Personal information
- Date of birth: 29 February 2000 (age 25)
- Original team(s): Burnie Dockers (TSLW)
- Draft: No. 55, 2018 national draft
- Debut: Round 3, 2019, North Melbourne vs. Western Bulldogs, at University of Tasmania Stadium
- Height: 173 cm (5 ft 8 in)
- Position(s): Midfielder/forward

Club information
- Current club: North Melbourne
- Number: 29

Playing career^{1}
- Years: Club / Games (Goals)
- 2019–2020: North Melbourne / 1 (0)
- ^{1} Playing statistics correct to the end of the 2020 season.

= Chloe Haines =

Australian rules footballer

Chloe Haines (born 29 February 2000) is an Australian rules footballer who last played for North Melbourne in the AFL Women's (AFLW).

== Early life ==
From Wynyard, Tasmania, Haines grew up playing basketball with her identical twin sister Libby.
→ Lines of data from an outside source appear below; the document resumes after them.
PR #477, opened 2016-01-30
Don't use monit quit.

obino:
It seems to cause issues with some version of monit, creting a zombie copy
of monit to linger in the system.

### DIFF
--- a/lib/remote_helper.py
+++ b/lib/remote_helper.py
@@ -694,14 +694,9 @@ class RemoteHelper(object):
     cls.scp(host, keyname, cls.MONIT_APPCONTROLLER_CONFIG_FILE,
       '/etc/monit/conf.d/appscale-controller-17443.cfg', is_verbose)
 
-    # Start up monit.
-    cls.ssh(host, keyname, 'monit quit; ', is_verbose)
+    # Re-start up monit to make sure it is running and it did reloaded its
+    # configuration (and consequently starts the controller).
     cls.ssh(host, keyname, 'service monit start', is_verbose)
-    time.sleep(1)
-
-    # Start the AppController.
-    cls.ssh(host, keyname, 'monit start -g controller', is_verbose)
-    time.sleep(1)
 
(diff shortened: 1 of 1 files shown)


obino:
OCD run https://ocd.appscale.com:8080/job/Daily%20Build/998/

lib/remote_helper.py
```diff
@@ -694,14 +694,9 @@ def start_remote_appcontroller(cls, host, keyname, is_verbose):
...
 
-    # Start up monit.
-    cls.ssh(host, keyname, 'monit quit; ', is_verbose)
+    # Re-start up monit to make sure it is running and it did reloaded its
+    # configuration (and consequently starts the controller).
     cls.ssh(host, keyname, 'service monit start', is_verbose)
-    time.sleep(1)
-
-    # Start the AppController.
-    cls.ssh(host, keyname, 'monit start -g controller', is_verbose)
```
menivaitsi: Is the controller already up at this point?

lib/remote_helper.py
```diff
@@ -694,14 +694,9 @@ def start_remote_appcontroller(cls, host, keyname, is_verbose):
     cls.scp(host, keyname, cls.MONIT_APPCONTROLLER_CONFIG_FILE,
       '/etc/monit/conf.d/appscale-controller-17443.cfg', is_verbose)
 
-    # Start up monit.
-    cls.ssh(host, keyname, 'monit quit; ', is_verbose)
+    # Re-start up monit to make sure it is running and it did reloaded its
```
menivaitsi: Change this to:

Re-start monit to make sure it is running and it reloads its

lib/remote_helper.py
obino: It shouldn't be running at this point, that's why we copied over the monit configuration. The restart of monit will start the controller.

obino:
It's not doing what is supposed to do: we shouldn't use monit at all to start the controller. Closing.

They were both introduced to football through a clinic administered by the Burnie Dockers at their school Hellyer College when they were in year 10. Both sisters were included in the 2018 AFLW Academy, which allowed them to train with AFLW clubs and attend development camps. They played for their state at the 2018 AFL Women's Under 18 Championships and later competed in the Eastern Allies team. Both sisters played in a VFL Women's match for Melbourne University – Chloe amassed 12 disposals, five marks and five tackles.

== AFLW career ==
Haines was drafted by North Melbourne with pick 55 in the 2018 national draft, together with her sister, Libby. She made her debut against the Western Bulldogs in round 3 of the 2019 season. Haines was re-signed for the 2020 season.
In June 2020, Haines was delisted by North Melbourne, along with her sister, Libby.